Publishing Datasources and Workbooks to Multiple Sites

This post coincides with the 1.2.0 release of the tableau_rest_api library, which incorporates code for handling all of this programmatically, in an integrated way with the REST API. As always, absolutely none of this is supported and it may break at any time.

You’ve built out a some great visualizations on your test database and now want to deploy them to the production servers. And then you want to deploy to each of your customer’s sites, but each customer’s data is silo’d off. You look for the button to deploy in Tableau Desktop, but alas it does not exist. This scenario is incredibly common, particularly for SaaS software deployments or if you are deploying multiple copies of Tableau Server in different data centers. Luckily it is very possible, and there are now facilities in the tableau_rest_api library to easily handle most common use cases.

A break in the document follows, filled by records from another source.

PR #2779, opened 2024-07-23
Adjust validation on UrlRedirectModal to match SDK validation

### LINKED ISSUE #2760: [Bug] Redirect URL variant not rendering when URL contains params
### Summary

Variant not rendering with the URL redirect when the URL 

URL redirect variation is not rendering when URL is https://googletest.com/?lp=v3 but works when it is a different URL like https://googletest.com/pricing-plans. The devtools show experiment is running but the variation is never shown to the end user, only the control (https://googletest.com/). Is URL redirects supported when only the query params differs between the control and variant? This is for a HTTP script tag implementation

#### Expected Behavior

The URL redirect should render the variant when the redirection URL contains params

#### Current Behavior

The variant is not rendering in the URL redirection tests when the URL contains params such as googletest.com/?lp=v3

msamper:
### Features and Changes

- Closes #2760

### DIFF
--- a/docs/docs/running-experiments/url-redirects.mdx
+++ b/docs/docs/running-experiments/url-redirects.mdx
@@ -21,9 +21,9 @@ You then specify "Destination URLs" for each of your variations. You can also tu
 
 When a user visits the Original URL and is included in the experiment, they will be assigned a variation. Then, an "Experiment Viewed" event will be sent to your data warehouse. After a short delay (default `100ms`) to allow for the tracking event to finish, the user will be redirected to the destination URL.
 
-### Redirects to the same URL with the addition of query params
+### Redirecting when only query params change
 
-For redirect tests where you want to redirect a user to the same page with different query params you'll need to include the query params you plan to use in the original URL with no value for our targeting to work correctly. (i.e. if you want to redirect a user to `http://www.growthbook.io/test?abc=123` from `http://www.growthbook.io/test`, your original URL will need to be `http://www.growthbook.io/test?abc`)
+Setting up tests where the redirect URL only varies from the original by the query parameters requires special consideration. You'll need to include the query params you plan to use in the original URL with no value entered in order for our URL targeting to work correctly (i.e. if you want to redirect a user to `http://www.growthbook.io/test?abc=123` from `http://www.growthbook.io/test`, your original URL will need to be `http://www.growthbook.io/test?abc`).
 
 ## Implementation
 
--- a/docs/docs/running-experiments/url-redirects.mdx
+++ b/docs/docs/running-experiments/url-redirects.mdx
@@ -21,6 +21,10 @@ You then specify "Destination URLs" for each of your variations. You can also tu
 
 When a user visits the Original URL and is included in the experiment, they will be assigned a variation. Then, an "Experiment Viewed" event will be sent to your data warehouse. After a short delay (default `100ms`) to allow for the tracking event to finish, the user will be redirected to the destination URL.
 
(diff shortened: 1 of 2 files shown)


packages/front-end/components/Experiment/UrlRedirectModal.tsx
```diff
@@ -231,26 +232,39 @@ const UrlRedirectModal: FC<{
...
               if (originUrl.protocol !== variantUrl.protocol) {
-                warning = `Destination URL is using "${variantUrl.protocol}" and the origin URL is using "${originUrl.protocol}"`;
+                warning = `Destination URL is using "${variantUrl.protocol}" and the original URL is using "${originUrl.protocol}"`;
               }
               if (originUrl.host !== variantUrl.host) {
-                warning = `Destination URL is "${variantUrl.host}" and the origin URL is "${originUrl.host}"`;
+                warning = `Destination URL is "${variantUrl.host}" and the original URL is "${originUrl.host}"`;
+              }
+              if (
+                !originUrl.searchParams.size &&
```
bryce-fitzsimons, line 257: I'm not sure this exactly sums up the gap. For example, you could be on `www.mysite.io/?unrelated=1` and redirect to `www.mysite.io/?unrelated=1&newPage=1`

bryce-fitzsimons: do we want to block saving when this is the case or just warn?

msamper: It will already block with the adjusted validation for `destinationMatchesOrigin`

docs/docs/running-experiments/url-redirects.mdx
```diff
@@ -21,6 +21,10 @@ You then specify "Destination URLs" for each of your variations. You can also tu
 
 When a user visits the Original URL and is included in the experiment, they will be assigned a variation. Then, an "Experiment Viewed" event will be sent to your data warehouse. After a short delay (default `100ms`) to allow for the tracking event to finish, the user will be redirected to the destination URL.
 
+### Redirects to the same URL with the addition of query params
+
+For redirect tests where you want to redirect a user to the same page with different query params you'll need to include the query params you plan to use in the original URL with no value for our targeting to work correctly. (i.e. if you want to redirect a user to `http://www.growthbook.io/test?abc=123` from `http://www.growthbook.io/test`, your original URL will need to be `http://www.growthbook.io/test?abc`)
```
bryce-fitzsimons, line 26:
```suggestion
### Redirecting where query params change

Setting up tests where the redirect URL only varies from the original by the query parameters requires special consideration. You'll need to include the query params you plan to use in the original URL with no value entered in order for our URL targeting to work correctly (i.e. if you want to redirect a user to `http://www.growthbook.io/test?abc=123` from `http://www.growthbook.io/test`, your original URL will need to be `http://www.growthbook.io/test?abc`).
```

packages/front-end/components/Experiment/UrlRedirectModal.tsx
```diff
@@ -231,26 +232,39 @@ const UrlRedirectModal: FC<{
...
+                variantUrl.searchParams.size
+              ) {
+                warning = (
+                  <>
+                    Destination URL has query parameters but the original URL
+                    does not. See{" "}
+                    <DocLink docSection="url_redirects">our docs</DocLink> for
```
bryce-fitzsimons, line 264: consider linking to the #subsection of the document. maybe not necessary if the doc itself is small though...

bryce-fitzsimons (approved):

The 9.0 REST API has a method for changing the database server, but no facility for changing the schema/database or whatever else your favorite RDBMS likes to call its logical partitions. I’m going to call them schemas throughout here because even though SQL Server and PostgreSQL call them databases it’s too confusing; don’t get me started about Tableau Server having a web server component on a physical server.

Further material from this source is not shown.